Collected data:
::::

PR #187, opened 2022-08-01
Persist resizable pane position in sessionStorage and prevent collisions on window resize

mpopv:
## Overview
This PR adds two followup changes from #162, the resizable pane PR:

1. It persists pane position in sessionStorage, so the page can be refreshed and they will appear to not move at all -- it 'just works'.

2. It adds a window resize listener that will, if the resize would cause the panes to collide with one another, scales them down proportionally, as if they are being 'squished together'. This is necessary to prevent situations where one pane's handle is not grabbable due to panes overlapping.

## Tests
https://github.com/awslabs/iot-app-kit/runs/7616444204?check_suite_focus=true

## Legal

### DIFF
--- a/packages/dashboard/src/components/iot-resizable-panes/iot-resizable-panes.css
+++ b/packages/dashboard/src/components/iot-resizable-panes/iot-resizable-panes.css
@@ -2,7 +2,7 @@
   display: grid;
   width: 100%;
   max-width: 100%;
-  grid-template-columns: min-content 10px auto 10px min-content;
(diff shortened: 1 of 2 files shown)


diehbria (approved):
looks good! I think we could add an integration test that actually resizes them - but this can be merged in without that

mpopv:
> looks good! I think we could add an integration test that actually resizes them - but this can be merged in without that

Yeah, that's coming next; was hoping to include that in this PR but didn't finish by Friday

PR #190, opened 2022-08-05
fix: add edge case check and fix documentation

janezhang10:
## Overview
Add an edge case about what if `soundID` is 0, remove the constructor in `AudioAlertPlayer`, fix documentation style, and change name from `AudioPlayerInterface` to `AudioPlayer`.

## Legal

### DIFF
--- a/packages/core/src/common/audioAlertPlayer.ts
+++ b/packages/core/src/common/audioAlertPlayer.ts
@@ -1,6 +1,6 @@
 import { Howl } from 'howler';
 import { leastSevere, mostSevere, defaultAudioSrc } from './constants';
-import { AudioPlayerInterface, AudioPlayerConfig } from './types';
+import { AudioPlayer, AudioPlayerConfig } from './types';
 
 export const calculateSeverity = (severity: number): number => {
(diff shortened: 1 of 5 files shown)


packages/core/src/common/audioAlertPlayer.ts
```diff
@@ -32,7 +28,7 @@ export class AudioPlayer implements AudioPlayerInterface {
   }
 
   public mute(): void {
-    if (this.player && this.soundID) {
+    if (this.player && (this.soundID || this.soundID == 0)) {
```
dpportet, line 31: Can we add a test which validates the soundId = 0 case?

janezhang10: Not sure if this is possible since `soundID` is a private parameter that is assigned to a value that Howler returns

dpportet: Ok, making the variable public probably isn't worth it just for this test since the extra public variable could be confusing for customers, so it should be ok without a test.

dpportet (approved):

PR #192, opened 2022-08-09
chore(dashboard): add env plugin for local development, cleanup dynam…

jmbuss:
## Overview
Moves @iot-app-kit/source-iotsitewise to devDependencies (only used in testing grounds)
Cleanup dynamic-widget implementation.
adds env plugin, can now define an env file with credentials and assets

## Tests

## Legal


diehbria (approved):

mpopv:
Is the .env file gitignored? Don't see any gitignore changes in this change and don't see .env in the existing gitignore file.

Probably should add that if not; playing with fire otherwise.

tjuranek:
> Is the .env file gitignored? Don't see any gitignore changes in this change and don't see .env in the existing gitignore file.
> 
> Probably should add that if not; playing with fire otherwise.

If we don't want to commit the `.env` file, we could commit an `.env.example` file so we at least know the expected keys?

::::

Task: Each line above should be reproduced exactly, with nothing omitted.

Reply to the exercise:
PR #187, opened 2022-08-01
Persist resizable pane position in sessionStorage and prevent collisions on window resize

mpopv:
## Overview
This PR adds two followup changes from #162, the resizable pane PR:

1. It persists pane position in sessionStorage, so the page can be refreshed and they will appear to not move at all -- it 'just works'.

2. It adds a window resize listener that will, if the resize would cause the panes to collide with one another, scales them down proportionally, as if they are being 'squished together'. This is necessary to prevent situations where one pane's handle is not grabbable due to panes overlapping.

## Tests
https://github.com/awslabs/iot-app-kit/runs/7616444204?check_suite_focus=true

## Legal

### DIFF
--- a/packages/dashboard/src/components/iot-resizable-panes/iot-resizable-panes.css
+++ b/packages/dashboard/src/components/iot-resizable-panes/iot-resizable-panes.css
@@ -2,7 +2,7 @@
   display: grid;
   width: 100%;
   max-width: 100%;
-  grid-template-columns: min-content 10px auto 10px min-content;
(diff shortened: 1 of 2 files shown)


diehbria (approved):
looks good! I think we could add an integration test that actually resizes them - but this can be merged in without that

mpopv:
> looks good! I think we could add an integration test that actually resizes them - but this can be merged in without that

Yeah, that's coming next; was hoping to include that in this PR but didn't finish by Friday

PR #190, opened 2022-08-05
fix: add edge case check and fix documentation

janezhang10:
## Overview
Add an edge case about what if `soundID` is 0, remove the constructor in `AudioAlertPlayer`, fix documentation style, and change name from `AudioPlayerInterface` to `AudioPlayer`.

## Legal

### DIFF
--- a/packages/core/src/common/audioAlertPlayer.ts
+++ b/packages/core/src/common/audioAlertPlayer.ts
@@ -1,6 +1,6 @@
 import { Howl } from 'howler';
 import { leastSevere, mostSevere, defaultAudioSrc } from './constants';
-import { AudioPlayerInterface, AudioPlayerConfig } from './types';
+import { AudioPlayer, AudioPlayerConfig } from './types';
 
 export const calculateSeverity = (severity: number): number => {
(diff shortened: 1 of 5 files shown)


packages/core/src/common/audioAlertPlayer.ts
```diff
@@ -32,7 +28,7 @@ export class AudioPlayer implements AudioPlayerInterface {
   }
 
   public mute(): void {
-    if (this.player && this.soundID) {
+    if (this.player && (this.soundID || this.soundID == 0)) {
```
dpportet, line 31: Can we add a test which validates the soundId = 0 case?

janezhang10: Not sure if this is possible since `soundID` is a private parameter that is assigned to a value that Howler returns

dpportet: Ok, making the variable public probably isn't worth it just for this test since the extra public variable could be confusing for customers, so it should be ok without a test.

dpportet (approved):

PR #192, opened 2022-08-09
chore(dashboard): add env plugin for local development, cleanup dynam…

jmbuss:
## Overview
Moves @iot-app-kit/source-iotsitewise to devDependencies (only used in testing grounds)
Cleanup dynamic-widget implementation.
adds env plugin, can now define an env file with credentials and assets

## Tests

## Legal


diehbria (approved):

mpopv:
Is the .env file gitignored? Don't see any gitignore changes in this change and don't see .env in the existing gitignore file.

Probably should add that if not; playing with fire otherwise.

tjuranek:
> Is the .env file gitignored? Don't see any gitignore changes in this change and don't see .env in the existing gitignore file.
> 
> Probably should add that if not; playing with fire otherwise.

If we don't want to commit the `.env` file, we could commit an `.env.example` file so we at least know the expected keys?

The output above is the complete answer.